▶ **RECORDS SUPPLIED**
★ ★ ★ ★
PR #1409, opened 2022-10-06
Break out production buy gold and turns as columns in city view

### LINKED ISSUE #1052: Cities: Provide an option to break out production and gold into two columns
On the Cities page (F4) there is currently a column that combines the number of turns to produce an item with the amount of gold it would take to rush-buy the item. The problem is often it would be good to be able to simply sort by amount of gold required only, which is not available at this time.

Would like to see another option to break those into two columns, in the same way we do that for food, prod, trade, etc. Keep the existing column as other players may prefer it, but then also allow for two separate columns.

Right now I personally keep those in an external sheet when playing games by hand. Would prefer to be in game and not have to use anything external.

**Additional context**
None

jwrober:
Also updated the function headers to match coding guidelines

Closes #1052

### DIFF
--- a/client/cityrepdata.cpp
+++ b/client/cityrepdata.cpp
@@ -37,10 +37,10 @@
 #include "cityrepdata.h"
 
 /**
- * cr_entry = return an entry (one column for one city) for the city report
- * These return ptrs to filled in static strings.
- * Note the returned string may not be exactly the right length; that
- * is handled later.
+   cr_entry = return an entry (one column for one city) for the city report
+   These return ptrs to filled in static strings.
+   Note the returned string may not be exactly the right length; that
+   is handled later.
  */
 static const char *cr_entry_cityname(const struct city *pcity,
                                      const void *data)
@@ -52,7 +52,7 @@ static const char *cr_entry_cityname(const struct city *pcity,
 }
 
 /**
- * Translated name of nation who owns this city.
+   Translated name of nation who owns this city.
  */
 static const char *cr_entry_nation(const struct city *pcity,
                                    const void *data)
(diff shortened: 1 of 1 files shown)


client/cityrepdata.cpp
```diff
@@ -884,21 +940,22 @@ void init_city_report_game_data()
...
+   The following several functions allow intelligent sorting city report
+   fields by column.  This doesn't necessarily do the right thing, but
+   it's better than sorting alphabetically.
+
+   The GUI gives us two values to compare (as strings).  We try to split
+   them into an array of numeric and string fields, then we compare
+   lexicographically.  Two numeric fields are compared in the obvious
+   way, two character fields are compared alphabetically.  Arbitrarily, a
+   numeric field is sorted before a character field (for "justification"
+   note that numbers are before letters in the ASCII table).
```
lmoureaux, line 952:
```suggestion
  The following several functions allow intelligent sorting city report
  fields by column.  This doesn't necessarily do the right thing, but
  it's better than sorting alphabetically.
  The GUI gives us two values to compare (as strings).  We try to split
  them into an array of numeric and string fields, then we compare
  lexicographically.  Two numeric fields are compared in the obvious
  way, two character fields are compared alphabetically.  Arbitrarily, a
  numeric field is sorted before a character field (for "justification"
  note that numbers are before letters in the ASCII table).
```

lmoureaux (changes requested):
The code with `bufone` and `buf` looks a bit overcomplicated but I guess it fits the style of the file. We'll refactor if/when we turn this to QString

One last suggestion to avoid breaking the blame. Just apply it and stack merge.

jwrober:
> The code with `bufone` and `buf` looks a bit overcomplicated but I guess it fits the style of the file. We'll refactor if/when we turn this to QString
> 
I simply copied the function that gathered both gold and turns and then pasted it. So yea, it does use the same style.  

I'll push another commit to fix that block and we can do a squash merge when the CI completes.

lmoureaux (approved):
★ ★ ★ ★
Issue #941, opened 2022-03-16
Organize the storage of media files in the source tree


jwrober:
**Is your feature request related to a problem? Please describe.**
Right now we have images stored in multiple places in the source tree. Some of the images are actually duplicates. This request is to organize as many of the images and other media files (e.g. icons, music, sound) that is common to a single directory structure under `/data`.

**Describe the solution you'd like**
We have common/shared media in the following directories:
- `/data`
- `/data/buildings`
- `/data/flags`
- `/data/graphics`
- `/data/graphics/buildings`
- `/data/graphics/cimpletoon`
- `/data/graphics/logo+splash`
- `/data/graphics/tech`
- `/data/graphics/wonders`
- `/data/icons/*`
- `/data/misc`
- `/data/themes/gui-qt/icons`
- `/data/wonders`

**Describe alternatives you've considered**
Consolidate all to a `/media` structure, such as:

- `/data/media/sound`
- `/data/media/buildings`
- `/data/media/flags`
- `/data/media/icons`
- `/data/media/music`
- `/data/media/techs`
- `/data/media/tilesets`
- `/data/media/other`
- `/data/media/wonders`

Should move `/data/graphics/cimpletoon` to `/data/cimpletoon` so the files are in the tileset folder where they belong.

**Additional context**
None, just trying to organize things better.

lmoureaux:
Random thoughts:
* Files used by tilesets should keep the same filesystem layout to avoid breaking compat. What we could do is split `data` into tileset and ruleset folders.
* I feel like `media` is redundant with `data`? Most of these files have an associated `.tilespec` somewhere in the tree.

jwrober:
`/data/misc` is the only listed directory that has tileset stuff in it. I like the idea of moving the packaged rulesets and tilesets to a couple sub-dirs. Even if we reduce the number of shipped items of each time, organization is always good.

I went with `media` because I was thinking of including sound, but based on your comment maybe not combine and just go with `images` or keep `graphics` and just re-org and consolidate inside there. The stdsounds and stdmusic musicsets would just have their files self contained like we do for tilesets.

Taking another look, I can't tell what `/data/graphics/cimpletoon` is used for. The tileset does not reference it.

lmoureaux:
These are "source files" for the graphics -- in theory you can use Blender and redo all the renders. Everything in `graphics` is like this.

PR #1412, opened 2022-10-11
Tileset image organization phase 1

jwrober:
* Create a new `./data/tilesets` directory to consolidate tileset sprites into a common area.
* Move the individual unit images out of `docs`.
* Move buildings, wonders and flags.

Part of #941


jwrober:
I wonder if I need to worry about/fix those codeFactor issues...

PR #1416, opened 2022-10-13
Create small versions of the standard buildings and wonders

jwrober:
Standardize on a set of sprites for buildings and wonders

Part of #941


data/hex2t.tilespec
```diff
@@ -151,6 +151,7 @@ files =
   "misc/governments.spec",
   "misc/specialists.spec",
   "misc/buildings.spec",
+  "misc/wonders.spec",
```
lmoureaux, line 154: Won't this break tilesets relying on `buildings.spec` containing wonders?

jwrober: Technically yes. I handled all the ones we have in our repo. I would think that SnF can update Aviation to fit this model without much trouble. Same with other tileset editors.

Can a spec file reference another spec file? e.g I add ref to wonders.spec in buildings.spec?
★ ★ ★ ★
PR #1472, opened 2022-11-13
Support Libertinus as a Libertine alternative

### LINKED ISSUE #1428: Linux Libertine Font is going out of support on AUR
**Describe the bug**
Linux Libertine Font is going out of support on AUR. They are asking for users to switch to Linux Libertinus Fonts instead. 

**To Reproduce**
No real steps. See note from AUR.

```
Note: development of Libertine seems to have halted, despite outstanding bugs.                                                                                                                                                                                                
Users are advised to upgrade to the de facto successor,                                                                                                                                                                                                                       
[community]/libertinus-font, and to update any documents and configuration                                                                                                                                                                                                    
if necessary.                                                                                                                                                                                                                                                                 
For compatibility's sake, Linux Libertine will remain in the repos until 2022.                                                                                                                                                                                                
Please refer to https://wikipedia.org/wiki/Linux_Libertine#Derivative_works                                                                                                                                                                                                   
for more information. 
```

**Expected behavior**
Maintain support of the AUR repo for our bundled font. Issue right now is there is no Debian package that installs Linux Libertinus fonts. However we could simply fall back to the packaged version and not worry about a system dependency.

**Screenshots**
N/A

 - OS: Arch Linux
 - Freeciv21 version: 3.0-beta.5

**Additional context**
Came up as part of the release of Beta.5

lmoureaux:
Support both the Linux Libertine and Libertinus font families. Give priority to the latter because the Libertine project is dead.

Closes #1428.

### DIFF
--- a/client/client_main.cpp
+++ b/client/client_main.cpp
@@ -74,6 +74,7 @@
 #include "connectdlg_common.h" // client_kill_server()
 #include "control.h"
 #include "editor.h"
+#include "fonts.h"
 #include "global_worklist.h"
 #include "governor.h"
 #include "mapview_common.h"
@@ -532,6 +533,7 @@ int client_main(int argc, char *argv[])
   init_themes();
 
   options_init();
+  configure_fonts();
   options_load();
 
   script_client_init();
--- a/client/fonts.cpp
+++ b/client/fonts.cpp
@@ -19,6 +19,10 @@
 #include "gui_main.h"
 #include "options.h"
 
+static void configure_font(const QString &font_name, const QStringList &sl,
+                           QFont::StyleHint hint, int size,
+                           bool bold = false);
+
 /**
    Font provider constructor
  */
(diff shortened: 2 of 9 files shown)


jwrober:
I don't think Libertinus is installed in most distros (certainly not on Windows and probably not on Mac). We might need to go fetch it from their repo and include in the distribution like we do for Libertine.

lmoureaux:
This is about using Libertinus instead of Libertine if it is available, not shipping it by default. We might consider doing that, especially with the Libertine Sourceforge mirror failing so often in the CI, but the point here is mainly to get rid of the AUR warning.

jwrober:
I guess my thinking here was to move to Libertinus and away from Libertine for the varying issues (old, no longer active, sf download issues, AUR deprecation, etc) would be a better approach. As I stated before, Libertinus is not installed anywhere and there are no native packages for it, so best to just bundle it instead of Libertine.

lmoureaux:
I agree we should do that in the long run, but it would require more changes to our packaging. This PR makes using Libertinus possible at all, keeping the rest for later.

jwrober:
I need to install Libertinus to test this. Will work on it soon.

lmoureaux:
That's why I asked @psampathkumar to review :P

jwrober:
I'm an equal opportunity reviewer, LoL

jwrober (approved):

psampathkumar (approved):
★ ★ ★ ★
▶ **AIM OF THE EXERCISE**
Look through the records and gather each line with the word "problem".

▶ **EXPECTED OUTPUT**
On the Cities page (F4) there is currently a column that combines the number of turns to produce an item with the amount of gold it would take to rush-buy the item. The problem is often it would be good to be able to simply sort by amount of gold required only, which is not available at this time.
**Is your feature request related to a problem? Please describe.**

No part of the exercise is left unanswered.